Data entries

>>>>

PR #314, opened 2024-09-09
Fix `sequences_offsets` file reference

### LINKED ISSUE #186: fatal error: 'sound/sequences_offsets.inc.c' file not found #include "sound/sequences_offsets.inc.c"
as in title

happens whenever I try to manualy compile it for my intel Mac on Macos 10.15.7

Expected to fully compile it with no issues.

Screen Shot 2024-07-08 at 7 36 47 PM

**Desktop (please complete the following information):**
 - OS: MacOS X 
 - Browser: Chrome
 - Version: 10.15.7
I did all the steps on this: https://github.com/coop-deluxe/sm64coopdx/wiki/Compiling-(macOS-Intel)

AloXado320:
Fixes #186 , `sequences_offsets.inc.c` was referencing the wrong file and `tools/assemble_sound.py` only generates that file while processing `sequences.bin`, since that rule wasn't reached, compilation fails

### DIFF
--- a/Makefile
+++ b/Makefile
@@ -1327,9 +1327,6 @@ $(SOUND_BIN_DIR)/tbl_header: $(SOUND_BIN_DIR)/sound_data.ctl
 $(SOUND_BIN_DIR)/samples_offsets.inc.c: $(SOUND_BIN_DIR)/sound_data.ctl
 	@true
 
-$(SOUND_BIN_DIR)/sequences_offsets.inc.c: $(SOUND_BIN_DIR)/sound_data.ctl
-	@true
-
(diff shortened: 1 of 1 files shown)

<<<<
>>>>

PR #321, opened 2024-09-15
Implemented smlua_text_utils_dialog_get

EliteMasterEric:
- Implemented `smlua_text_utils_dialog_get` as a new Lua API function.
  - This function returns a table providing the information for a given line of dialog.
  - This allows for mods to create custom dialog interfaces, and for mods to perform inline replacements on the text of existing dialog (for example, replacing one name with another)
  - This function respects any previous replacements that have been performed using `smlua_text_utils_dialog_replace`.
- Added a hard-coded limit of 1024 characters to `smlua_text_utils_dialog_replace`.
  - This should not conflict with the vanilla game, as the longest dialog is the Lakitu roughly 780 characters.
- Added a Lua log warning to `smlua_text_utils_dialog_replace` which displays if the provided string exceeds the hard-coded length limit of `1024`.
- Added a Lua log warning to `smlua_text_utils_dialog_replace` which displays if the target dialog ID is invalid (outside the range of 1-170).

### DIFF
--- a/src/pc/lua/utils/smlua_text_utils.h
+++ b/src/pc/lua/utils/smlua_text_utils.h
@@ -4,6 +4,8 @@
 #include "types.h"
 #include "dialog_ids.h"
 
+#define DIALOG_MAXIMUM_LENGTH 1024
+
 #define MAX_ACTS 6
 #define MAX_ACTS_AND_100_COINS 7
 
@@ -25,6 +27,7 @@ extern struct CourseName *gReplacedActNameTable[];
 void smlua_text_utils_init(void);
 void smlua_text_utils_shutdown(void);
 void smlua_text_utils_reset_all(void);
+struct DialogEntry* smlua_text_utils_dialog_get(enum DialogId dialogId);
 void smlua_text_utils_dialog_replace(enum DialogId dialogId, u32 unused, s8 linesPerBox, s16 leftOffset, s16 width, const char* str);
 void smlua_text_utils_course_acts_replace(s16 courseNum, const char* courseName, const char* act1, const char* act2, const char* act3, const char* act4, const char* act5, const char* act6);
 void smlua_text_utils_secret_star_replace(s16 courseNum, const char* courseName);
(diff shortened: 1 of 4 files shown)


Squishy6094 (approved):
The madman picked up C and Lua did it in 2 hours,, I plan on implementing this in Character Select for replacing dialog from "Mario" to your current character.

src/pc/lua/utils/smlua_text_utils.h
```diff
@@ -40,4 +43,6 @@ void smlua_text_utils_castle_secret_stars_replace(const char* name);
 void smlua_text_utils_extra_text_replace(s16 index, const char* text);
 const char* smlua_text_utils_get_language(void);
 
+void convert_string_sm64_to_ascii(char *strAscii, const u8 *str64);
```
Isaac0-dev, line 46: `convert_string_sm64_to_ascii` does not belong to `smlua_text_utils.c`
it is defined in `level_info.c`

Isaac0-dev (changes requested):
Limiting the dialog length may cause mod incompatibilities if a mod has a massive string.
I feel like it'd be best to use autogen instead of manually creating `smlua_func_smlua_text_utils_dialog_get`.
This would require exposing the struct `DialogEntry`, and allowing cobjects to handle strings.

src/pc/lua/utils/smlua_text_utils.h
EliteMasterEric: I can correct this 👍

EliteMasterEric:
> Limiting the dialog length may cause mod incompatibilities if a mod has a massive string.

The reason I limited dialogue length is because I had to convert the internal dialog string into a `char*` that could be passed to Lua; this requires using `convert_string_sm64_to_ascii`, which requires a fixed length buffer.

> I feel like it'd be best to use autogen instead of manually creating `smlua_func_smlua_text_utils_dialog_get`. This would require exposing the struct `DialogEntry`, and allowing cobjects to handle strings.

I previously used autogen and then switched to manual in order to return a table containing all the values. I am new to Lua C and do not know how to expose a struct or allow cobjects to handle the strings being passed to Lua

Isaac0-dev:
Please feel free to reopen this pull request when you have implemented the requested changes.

<<<<
>>>>

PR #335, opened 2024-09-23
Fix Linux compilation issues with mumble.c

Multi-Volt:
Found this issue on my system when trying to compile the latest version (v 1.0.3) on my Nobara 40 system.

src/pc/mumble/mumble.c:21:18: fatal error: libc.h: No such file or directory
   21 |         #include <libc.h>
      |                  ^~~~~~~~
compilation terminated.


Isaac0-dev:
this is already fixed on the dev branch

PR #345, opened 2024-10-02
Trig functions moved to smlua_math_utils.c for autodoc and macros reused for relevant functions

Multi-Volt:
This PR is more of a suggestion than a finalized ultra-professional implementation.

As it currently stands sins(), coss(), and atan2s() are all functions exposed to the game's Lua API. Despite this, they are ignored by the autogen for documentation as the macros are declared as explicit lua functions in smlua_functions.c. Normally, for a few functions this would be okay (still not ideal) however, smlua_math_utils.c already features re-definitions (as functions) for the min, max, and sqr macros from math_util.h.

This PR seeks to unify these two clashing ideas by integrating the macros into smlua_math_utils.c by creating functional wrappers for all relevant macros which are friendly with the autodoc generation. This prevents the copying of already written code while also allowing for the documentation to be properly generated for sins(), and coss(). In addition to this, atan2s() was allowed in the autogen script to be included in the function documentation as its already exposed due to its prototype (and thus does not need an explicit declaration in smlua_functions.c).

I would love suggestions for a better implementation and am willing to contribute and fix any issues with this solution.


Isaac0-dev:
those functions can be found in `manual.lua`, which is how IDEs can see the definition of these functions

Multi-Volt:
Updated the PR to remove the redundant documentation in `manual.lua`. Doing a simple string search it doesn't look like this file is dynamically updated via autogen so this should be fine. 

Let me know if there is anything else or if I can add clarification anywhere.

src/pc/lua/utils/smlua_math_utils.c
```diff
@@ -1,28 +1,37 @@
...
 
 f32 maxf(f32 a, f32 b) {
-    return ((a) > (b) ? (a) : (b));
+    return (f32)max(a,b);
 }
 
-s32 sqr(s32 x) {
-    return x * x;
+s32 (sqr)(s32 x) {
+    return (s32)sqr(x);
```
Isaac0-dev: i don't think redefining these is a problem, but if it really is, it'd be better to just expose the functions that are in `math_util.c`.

<<<<

**Exercise brief**
One number is all the reply should hold: how many lines in these records include the word "have".

**Reply**
2